We’ve lived so long under the spell of hierarchy—from god-kings to feudal lords to party bosses—that only recently have we awakened to see not only that “regular” citizens have the capacity for self-governance, but that without their engagement our huge global crises cannot be addressed. The changes needed for human society simply to survive, let alone thrive, are so profound that the only way we will move toward them is if we ourselves, regular citizens, feel meaningful ownership of solutions through direct engagement. Our problems are too big, interrelated, and pervasive to yield to directives from on high.
—Frances Moore Lappé, excerpt from Time for Progressives to Grow Up

Saturday, January 3, 2015

The End of Endless Growth: Part 2

Click here to access article by Nafeez Ahmed from Motherboard. 
The pseudo-debate over whether 2015 entails recession or recovery overlooks the bigger picture: that the global economic crisis is simply a stage in the long decline of a paradigm that has outlasted its usefulness.

Far from being all doom and gloom, continuing global economic fragility is symptomatic of a fundamental shift in the very nature of civilization itself.

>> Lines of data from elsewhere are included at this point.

PR #87, opened 2018-07-10
Feeling adventurous should open new tab while still giving random bugs on each click

### LINKED ISSUE #81: "I'm Feeling Adventurous" should open a new tab
Clicking on "I'm Feeling Adventurous" currently opens a new window. Let's have it open a new tab instead.

fiennyangeln:
Fix #81

### DIFF
--- a/src/components/TasksTable/index.jsx
+++ b/src/components/TasksTable/index.jsx
@@ -180,7 +180,11 @@ export default class TasksTable extends Component {
       : items[Math.floor(Math.random() * items.length)].url;
 
     if (url) {
-      window.open(url, '_blank', 'noopener');
+      const thisWindow = window.open();
+
+      thisWindow.opener = null;
+      thisWindow.location = url;
+      thisWindow.target = '_blank';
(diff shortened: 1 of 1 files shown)


fiennyangeln:
@helfi92 im not sure if this is the best approach, another way i have thought of is having a button with rel & target properties, and href from the state and on each click it will change the state thus the href change. wdyt?

src/components/TasksTable/index.jsx
```diff
@@ -180,7 +180,11 @@ export default class TasksTable extends Component {
       : items[Math.floor(Math.random() * items.length)].url;
 
     if (url) {
-      window.open(url, '_blank', 'noopener');
+      const thisWindow = window.open();
+
+      thisWindow.opener = null;
+      thisWindow.location = url;
+      thisWindow.target = '_blank';
```
helfi92: We can probably do:

```js
Object.assign(window.open(), { opener: null, location: url, target: '_blank' });
```

PR #89, opened 2018-07-10
Fix Table Scrolling Issue

### LINKED ISSUE #88: Table scrolling issue
Scrolling the table horizontally scrolls "Bugs & Issues" and the filter icon as well. The expected outcome is to only have the table content be scrolled.

fiennyangeln:
Make the toolbar fixed when user scroll horizontally through the table
by moving the toolbar outside of the DataTable

Closes #88


src/components/TasksTable/index.jsx
```diff
@@ -214,9 +221,50 @@ export default class TasksTable extends Component {
     );
     const iconSize = 14;
     const projects = [...new Set(items.map(item => item.project))];
+    const filters = (
```
helfi92: No need to put this in a variable. You can simply inline it.

PR #104, opened 2018-07-16
Add skeleton for tests

helfi92:


helfi92:
At first, there was an error in both travis and Netlify. Re-running the travis build fixed it. I don't have a way to rerun the Netlify build but it looks like the yarn registry was acting silly for a bit. It should be okay.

The new era of slow growth and austerity has emerged because the biosphere is forcing us to adapt to the consequences of breaching environmental limits.

This fundamental shift has also brought about significant changes that offer profound opportunities for systemic transformation that could benefit humanity and the planet. These five interlinked revolutions in information, food, energy, finance and ethics are opening up opportunities for communities to co-create new ways of being that work for everyone. This year we could discover that the very disruption of capitalism itself is part of a major tipping point in the transition to a new post-industrial, post-capitalist paradigm.